* _Provided data_:
·····

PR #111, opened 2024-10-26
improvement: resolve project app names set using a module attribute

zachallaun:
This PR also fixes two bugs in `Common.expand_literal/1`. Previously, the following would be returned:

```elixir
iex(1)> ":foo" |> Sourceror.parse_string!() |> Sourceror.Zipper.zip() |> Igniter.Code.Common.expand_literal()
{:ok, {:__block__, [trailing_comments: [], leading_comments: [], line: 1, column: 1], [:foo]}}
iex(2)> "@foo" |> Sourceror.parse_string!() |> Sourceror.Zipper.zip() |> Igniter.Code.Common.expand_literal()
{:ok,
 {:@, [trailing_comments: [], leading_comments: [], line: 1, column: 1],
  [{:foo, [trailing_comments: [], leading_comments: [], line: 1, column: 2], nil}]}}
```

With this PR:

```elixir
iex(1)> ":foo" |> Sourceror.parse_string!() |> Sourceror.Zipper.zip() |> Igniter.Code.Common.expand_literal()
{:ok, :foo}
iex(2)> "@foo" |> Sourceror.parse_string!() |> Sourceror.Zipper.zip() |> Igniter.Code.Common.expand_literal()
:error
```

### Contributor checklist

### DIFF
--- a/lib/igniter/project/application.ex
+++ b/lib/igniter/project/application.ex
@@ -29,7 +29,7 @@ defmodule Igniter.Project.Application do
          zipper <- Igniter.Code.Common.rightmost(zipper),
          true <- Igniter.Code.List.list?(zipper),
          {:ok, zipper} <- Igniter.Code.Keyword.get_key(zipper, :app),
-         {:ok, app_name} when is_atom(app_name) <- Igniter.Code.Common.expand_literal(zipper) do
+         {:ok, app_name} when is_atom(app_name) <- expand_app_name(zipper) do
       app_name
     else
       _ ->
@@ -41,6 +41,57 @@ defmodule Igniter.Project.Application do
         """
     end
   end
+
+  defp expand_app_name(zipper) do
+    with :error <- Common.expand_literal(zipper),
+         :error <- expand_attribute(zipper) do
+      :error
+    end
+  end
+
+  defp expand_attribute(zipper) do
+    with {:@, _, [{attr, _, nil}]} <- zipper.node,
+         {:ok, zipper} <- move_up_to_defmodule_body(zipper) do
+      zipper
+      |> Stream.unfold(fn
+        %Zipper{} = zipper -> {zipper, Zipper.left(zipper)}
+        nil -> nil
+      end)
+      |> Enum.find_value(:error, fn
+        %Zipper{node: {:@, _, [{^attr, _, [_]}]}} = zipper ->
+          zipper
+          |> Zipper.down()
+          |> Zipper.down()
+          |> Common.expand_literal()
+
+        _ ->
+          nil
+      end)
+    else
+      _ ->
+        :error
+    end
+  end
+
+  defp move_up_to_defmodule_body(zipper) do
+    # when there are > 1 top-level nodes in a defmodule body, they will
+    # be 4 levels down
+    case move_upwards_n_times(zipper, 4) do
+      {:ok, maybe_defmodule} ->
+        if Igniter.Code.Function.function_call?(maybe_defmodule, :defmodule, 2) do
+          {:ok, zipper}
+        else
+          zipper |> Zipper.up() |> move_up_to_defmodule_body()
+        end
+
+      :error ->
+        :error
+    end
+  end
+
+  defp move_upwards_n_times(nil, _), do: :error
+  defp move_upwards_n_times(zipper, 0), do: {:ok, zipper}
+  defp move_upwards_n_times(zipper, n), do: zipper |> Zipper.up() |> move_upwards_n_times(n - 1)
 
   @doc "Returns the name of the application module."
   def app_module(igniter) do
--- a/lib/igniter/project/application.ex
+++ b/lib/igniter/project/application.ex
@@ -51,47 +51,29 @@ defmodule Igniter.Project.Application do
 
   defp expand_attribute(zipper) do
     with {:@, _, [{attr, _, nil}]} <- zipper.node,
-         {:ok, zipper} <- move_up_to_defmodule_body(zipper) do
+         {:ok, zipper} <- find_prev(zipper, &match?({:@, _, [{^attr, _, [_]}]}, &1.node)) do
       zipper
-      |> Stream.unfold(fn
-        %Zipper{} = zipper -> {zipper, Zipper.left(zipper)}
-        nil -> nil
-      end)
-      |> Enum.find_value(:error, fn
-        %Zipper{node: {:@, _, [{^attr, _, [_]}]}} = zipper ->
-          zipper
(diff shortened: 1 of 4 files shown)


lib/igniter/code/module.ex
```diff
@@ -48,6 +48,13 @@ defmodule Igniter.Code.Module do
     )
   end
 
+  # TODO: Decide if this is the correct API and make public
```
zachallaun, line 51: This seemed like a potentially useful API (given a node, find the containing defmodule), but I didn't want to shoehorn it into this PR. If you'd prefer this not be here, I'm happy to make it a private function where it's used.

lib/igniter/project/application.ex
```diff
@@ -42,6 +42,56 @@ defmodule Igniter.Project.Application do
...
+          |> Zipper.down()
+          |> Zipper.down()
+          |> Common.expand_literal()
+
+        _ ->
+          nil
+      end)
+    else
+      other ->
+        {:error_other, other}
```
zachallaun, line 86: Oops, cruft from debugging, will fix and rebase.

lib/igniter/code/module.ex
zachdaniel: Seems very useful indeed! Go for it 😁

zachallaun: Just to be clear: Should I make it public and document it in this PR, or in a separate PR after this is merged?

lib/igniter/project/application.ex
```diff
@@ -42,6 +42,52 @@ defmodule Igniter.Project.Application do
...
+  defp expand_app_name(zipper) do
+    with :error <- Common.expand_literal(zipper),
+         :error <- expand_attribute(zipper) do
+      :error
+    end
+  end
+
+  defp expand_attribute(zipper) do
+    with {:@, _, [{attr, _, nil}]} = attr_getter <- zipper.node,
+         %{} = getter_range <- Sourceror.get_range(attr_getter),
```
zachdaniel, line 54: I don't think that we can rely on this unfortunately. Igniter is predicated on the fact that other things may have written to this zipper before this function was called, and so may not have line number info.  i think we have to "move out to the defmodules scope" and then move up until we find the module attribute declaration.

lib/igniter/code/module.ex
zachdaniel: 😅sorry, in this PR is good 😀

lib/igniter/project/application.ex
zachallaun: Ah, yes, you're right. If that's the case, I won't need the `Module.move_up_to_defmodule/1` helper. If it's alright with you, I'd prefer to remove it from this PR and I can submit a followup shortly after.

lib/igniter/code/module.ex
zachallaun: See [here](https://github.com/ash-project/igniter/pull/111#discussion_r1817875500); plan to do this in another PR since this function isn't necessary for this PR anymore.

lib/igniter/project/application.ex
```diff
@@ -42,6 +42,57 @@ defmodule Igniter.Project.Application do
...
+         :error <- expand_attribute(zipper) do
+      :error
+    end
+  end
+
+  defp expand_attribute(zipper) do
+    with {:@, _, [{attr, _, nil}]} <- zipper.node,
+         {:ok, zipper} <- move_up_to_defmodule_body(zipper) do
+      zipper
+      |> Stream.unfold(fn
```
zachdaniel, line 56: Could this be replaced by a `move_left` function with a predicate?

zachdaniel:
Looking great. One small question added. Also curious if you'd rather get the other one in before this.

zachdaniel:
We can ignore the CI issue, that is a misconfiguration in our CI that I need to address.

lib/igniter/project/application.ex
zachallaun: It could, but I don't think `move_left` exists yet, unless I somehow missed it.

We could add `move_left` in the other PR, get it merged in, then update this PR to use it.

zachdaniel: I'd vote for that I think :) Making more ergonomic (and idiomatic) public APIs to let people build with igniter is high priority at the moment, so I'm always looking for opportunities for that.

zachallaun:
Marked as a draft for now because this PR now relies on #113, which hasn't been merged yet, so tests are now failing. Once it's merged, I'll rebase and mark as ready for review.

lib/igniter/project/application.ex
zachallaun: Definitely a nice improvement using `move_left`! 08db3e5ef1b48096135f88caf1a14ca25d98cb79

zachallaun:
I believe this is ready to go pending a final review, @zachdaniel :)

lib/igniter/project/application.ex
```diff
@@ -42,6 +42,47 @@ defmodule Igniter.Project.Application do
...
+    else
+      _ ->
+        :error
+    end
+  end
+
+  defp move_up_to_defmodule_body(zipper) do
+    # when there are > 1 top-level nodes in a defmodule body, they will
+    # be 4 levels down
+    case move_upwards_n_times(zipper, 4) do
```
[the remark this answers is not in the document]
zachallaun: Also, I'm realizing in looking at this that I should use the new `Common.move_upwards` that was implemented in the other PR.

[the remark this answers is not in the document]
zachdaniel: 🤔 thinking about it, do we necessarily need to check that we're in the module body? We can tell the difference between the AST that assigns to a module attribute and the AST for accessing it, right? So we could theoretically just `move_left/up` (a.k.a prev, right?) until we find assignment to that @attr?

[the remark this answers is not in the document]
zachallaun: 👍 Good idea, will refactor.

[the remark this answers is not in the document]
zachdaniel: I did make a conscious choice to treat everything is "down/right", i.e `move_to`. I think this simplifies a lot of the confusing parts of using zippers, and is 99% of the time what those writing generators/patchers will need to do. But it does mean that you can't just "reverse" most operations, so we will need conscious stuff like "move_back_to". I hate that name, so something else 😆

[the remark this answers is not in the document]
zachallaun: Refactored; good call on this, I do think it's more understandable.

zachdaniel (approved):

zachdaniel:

·····

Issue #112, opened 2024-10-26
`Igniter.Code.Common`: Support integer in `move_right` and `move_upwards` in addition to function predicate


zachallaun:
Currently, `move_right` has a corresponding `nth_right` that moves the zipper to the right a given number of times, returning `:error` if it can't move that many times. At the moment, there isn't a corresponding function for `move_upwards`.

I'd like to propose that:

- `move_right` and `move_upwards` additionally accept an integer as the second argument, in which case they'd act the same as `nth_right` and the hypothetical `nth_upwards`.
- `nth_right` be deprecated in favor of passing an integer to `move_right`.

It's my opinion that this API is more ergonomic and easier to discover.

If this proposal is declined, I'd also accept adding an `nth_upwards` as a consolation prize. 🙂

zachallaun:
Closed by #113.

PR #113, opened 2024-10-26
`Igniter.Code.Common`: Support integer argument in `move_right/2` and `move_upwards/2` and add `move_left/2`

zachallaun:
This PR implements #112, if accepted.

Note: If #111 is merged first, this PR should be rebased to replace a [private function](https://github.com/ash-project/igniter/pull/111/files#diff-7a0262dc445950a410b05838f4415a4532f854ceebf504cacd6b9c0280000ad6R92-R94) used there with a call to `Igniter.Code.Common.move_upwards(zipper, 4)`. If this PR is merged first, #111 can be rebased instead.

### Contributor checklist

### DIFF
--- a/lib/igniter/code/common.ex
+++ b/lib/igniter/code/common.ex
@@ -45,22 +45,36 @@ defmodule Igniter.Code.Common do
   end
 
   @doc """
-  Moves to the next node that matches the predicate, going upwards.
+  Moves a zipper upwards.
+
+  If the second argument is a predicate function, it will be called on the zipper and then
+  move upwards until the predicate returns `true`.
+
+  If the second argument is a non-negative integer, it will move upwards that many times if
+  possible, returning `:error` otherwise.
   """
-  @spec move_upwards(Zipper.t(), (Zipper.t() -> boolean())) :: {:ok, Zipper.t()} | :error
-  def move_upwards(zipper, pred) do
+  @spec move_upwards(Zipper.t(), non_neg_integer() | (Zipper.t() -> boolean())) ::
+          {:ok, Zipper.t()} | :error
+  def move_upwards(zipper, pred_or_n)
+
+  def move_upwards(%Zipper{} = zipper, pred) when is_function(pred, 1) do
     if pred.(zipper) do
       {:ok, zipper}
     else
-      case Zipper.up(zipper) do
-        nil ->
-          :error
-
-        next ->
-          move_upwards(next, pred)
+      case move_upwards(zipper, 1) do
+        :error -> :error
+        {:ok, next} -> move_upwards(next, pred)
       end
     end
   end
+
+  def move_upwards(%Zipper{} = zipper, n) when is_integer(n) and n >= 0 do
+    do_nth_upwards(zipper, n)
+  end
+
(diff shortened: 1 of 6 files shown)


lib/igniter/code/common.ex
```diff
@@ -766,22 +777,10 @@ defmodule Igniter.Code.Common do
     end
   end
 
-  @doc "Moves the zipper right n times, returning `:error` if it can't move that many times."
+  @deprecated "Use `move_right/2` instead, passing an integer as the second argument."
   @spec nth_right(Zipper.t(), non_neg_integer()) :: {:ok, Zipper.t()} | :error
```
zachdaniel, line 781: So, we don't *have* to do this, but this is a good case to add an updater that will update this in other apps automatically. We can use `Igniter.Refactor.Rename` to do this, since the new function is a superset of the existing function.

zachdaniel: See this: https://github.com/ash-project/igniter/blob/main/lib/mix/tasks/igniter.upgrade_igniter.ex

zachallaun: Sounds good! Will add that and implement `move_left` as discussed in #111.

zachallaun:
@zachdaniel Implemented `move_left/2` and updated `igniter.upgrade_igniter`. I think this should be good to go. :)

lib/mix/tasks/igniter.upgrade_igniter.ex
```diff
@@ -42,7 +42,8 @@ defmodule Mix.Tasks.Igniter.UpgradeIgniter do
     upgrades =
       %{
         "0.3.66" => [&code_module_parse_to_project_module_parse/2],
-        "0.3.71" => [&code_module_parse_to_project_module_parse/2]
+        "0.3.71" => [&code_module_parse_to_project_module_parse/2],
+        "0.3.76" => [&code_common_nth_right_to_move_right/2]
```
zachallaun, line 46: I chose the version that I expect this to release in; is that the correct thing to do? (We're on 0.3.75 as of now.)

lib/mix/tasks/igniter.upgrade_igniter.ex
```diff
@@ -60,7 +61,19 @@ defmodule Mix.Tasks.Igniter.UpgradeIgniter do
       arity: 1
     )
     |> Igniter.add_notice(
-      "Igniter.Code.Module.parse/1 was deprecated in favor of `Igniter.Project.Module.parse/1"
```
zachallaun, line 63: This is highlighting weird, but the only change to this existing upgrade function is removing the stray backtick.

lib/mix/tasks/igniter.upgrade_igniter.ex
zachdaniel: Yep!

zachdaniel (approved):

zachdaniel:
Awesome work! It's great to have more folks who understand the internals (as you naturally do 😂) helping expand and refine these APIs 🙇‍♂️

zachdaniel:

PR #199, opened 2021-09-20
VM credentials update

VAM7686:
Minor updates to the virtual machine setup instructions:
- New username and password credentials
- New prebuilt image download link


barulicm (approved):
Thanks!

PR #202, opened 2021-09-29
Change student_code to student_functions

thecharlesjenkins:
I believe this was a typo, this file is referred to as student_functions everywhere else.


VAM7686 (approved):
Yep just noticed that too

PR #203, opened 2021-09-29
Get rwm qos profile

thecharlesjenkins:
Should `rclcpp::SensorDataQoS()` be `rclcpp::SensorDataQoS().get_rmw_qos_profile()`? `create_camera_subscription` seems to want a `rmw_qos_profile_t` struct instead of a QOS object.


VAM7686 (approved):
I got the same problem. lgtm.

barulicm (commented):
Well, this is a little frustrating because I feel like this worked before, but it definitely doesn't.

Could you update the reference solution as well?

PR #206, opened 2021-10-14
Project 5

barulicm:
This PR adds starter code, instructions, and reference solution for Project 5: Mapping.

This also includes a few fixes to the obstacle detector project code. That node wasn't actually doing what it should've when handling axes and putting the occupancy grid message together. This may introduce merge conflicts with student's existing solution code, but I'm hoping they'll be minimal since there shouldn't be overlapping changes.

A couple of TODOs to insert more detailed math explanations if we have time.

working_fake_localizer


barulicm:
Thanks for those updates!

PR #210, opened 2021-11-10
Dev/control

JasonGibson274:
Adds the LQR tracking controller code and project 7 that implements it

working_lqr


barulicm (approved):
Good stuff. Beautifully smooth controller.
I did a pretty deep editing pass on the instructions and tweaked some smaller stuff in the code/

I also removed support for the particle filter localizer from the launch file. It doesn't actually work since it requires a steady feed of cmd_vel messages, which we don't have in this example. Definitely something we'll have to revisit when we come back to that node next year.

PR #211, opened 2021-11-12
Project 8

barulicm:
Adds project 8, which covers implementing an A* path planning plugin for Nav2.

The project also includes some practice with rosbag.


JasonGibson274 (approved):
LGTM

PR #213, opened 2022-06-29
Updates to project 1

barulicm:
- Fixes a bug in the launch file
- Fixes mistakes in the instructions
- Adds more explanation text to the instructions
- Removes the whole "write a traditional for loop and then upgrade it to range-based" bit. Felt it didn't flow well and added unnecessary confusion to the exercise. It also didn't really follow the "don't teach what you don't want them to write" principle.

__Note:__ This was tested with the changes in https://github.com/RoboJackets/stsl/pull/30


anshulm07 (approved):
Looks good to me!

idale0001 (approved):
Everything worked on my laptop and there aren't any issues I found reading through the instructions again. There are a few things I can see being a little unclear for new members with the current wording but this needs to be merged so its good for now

·····

* _Task instructions_: Take the stretch of lines above from the one containing "A couple of" through the one containing "Everything worked on" and repeat it exactly, adding no other line.

* _Answer to the exercise_:
A couple of TODOs to insert more detailed math explanations if we have time.

working_fake_localizer


barulicm:
Thanks for those updates!

PR #210, opened 2021-11-10
Dev/control

JasonGibson274:
Adds the LQR tracking controller code and project 7 that implements it

working_lqr


barulicm (approved):
Good stuff. Beautifully smooth controller.
I did a pretty deep editing pass on the instructions and tweaked some smaller stuff in the code/

I also removed support for the particle filter localizer from the launch file. It doesn't actually work since it requires a steady feed of cmd_vel messages, which we don't have in this example. Definitely something we'll have to revisit when we come back to that node next year.

PR #211, opened 2021-11-12
Project 8

barulicm:
Adds project 8, which covers implementing an A* path planning plugin for Nav2.

The project also includes some practice with rosbag.


JasonGibson274 (approved):
LGTM

PR #213, opened 2022-06-29
Updates to project 1

barulicm:
- Fixes a bug in the launch file
- Fixes mistakes in the instructions
- Adds more explanation text to the instructions
- Removes the whole "write a traditional for loop and then upgrade it to range-based" bit. Felt it didn't flow well and added unnecessary confusion to the exercise. It also didn't really follow the "don't teach what you don't want them to write" principle.

__Note:__ This was tested with the changes in https://github.com/RoboJackets/stsl/pull/30


anshulm07 (approved):
Looks good to me!

idale0001 (approved):
Everything worked on my laptop and there aren't any issues I found reading through the instructions again. There are a few things I can see being a little unclear for new members with the current wording but this needs to be merged so its good for now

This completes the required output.